=== Exercise input ===
Segment Open
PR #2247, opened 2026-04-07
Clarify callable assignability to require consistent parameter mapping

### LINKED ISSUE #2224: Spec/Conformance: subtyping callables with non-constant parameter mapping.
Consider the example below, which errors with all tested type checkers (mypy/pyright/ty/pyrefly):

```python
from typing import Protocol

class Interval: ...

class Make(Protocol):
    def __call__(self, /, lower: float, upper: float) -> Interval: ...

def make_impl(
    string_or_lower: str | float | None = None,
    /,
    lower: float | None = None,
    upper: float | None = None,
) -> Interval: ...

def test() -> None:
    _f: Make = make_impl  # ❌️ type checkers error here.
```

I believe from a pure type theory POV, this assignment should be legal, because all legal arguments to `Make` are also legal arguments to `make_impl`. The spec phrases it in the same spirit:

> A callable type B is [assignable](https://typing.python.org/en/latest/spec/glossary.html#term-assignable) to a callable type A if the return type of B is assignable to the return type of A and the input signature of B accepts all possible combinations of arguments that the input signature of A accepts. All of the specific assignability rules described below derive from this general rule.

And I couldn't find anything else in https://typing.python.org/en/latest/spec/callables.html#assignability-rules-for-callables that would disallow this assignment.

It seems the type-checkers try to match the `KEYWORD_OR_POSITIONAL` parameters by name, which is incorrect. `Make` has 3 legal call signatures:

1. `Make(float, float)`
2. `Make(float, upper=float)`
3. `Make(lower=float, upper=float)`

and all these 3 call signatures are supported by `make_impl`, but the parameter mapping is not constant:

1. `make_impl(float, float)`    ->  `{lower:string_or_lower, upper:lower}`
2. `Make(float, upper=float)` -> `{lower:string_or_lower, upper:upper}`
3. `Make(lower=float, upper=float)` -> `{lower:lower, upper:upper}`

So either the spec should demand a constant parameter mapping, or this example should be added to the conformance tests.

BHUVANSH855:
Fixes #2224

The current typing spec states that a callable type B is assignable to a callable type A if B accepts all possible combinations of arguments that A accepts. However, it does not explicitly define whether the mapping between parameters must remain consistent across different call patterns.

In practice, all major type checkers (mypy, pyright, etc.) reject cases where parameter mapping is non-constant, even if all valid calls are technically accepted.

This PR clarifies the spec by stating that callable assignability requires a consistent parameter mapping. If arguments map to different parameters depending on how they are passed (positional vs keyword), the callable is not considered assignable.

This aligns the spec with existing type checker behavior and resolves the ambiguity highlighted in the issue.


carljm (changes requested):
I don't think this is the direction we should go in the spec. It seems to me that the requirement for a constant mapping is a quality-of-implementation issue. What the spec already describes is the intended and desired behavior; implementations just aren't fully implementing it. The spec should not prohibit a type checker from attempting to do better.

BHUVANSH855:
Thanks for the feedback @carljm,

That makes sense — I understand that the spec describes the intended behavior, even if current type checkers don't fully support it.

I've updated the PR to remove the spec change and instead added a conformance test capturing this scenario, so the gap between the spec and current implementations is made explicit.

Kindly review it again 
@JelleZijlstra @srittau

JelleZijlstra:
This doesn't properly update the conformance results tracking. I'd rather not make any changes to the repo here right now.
Segment Closed
Segment Open
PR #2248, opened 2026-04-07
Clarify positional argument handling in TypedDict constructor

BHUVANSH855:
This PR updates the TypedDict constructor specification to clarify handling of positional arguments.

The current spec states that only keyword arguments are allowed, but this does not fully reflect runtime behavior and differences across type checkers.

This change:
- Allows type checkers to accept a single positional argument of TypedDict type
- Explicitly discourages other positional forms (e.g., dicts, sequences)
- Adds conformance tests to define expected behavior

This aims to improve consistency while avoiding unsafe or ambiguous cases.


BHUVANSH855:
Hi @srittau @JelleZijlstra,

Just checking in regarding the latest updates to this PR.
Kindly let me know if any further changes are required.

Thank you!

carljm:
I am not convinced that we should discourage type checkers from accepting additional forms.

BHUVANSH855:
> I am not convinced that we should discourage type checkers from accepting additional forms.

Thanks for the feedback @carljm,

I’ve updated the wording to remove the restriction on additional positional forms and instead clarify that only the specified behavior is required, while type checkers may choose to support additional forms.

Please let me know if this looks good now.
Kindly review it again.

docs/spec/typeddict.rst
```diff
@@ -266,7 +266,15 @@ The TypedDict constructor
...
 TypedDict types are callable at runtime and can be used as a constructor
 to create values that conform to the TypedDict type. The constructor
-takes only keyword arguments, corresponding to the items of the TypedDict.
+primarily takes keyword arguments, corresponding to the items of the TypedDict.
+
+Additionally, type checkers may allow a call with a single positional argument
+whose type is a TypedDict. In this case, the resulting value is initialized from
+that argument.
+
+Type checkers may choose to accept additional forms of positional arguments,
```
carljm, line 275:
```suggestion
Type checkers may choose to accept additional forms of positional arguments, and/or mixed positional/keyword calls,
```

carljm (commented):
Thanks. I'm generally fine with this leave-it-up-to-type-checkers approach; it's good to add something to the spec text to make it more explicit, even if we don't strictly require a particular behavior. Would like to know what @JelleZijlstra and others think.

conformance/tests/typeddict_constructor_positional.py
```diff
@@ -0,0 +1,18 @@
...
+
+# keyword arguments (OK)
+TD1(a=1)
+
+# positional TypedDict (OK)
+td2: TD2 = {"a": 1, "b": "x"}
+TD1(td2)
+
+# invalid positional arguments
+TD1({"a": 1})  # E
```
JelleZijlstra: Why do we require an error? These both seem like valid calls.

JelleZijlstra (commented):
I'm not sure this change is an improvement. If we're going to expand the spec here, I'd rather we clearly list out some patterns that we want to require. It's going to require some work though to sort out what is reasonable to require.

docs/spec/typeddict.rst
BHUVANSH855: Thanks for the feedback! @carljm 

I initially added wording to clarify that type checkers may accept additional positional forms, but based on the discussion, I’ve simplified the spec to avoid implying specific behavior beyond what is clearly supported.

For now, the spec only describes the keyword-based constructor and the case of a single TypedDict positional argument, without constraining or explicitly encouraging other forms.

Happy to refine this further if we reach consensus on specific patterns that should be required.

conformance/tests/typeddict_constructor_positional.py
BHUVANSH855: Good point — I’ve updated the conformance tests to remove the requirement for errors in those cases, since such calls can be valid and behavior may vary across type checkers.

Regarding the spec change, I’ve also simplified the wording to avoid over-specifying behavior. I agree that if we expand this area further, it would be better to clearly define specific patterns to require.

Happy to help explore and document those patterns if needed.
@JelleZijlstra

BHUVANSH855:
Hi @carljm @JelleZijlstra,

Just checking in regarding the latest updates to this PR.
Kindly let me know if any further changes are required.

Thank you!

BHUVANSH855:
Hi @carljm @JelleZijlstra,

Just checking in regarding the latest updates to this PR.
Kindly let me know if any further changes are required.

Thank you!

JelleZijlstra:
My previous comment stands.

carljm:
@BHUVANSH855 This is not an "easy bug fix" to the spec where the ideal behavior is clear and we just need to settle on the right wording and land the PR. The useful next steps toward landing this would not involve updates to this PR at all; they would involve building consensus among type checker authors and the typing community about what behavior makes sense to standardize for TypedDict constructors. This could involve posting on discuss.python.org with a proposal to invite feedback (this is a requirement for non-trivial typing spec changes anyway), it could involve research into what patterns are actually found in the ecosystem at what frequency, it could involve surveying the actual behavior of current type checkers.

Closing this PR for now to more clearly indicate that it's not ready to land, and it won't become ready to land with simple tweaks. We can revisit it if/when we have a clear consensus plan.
Segment Closed
=== Task goal ===
Print, from the entries above, the line with "PR #2247, opened 2026-04-07", the line with "this general rule." and all lines between them, exactly and with nothing else.

=== Response below ===
PR #2247, opened 2026-04-07
Clarify callable assignability to require consistent parameter mapping

### LINKED ISSUE #2224: Spec/Conformance: subtyping callables with non-constant parameter mapping.
Consider the example below, which errors with all tested type checkers (mypy/pyright/ty/pyrefly):

```python
from typing import Protocol

class Interval: ...

class Make(Protocol):
    def __call__(self, /, lower: float, upper: float) -> Interval: ...

def make_impl(
    string_or_lower: str | float | None = None,
    /,
    lower: float | None = None,
    upper: float | None = None,
) -> Interval: ...

def test() -> None:
    _f: Make = make_impl  # ❌️ type checkers error here.
```

I believe from a pure type theory POV, this assignment should be legal, because all legal arguments to `Make` are also legal arguments to `make_impl`. The spec phrases it in the same spirit:

> A callable type B is [assignable](https://typing.python.org/en/latest/spec/glossary.html#term-assignable) to a callable type A if the return type of B is assignable to the return type of A and the input signature of B accepts all possible combinations of arguments that the input signature of A accepts. All of the specific assignability rules described below derive from this general rule.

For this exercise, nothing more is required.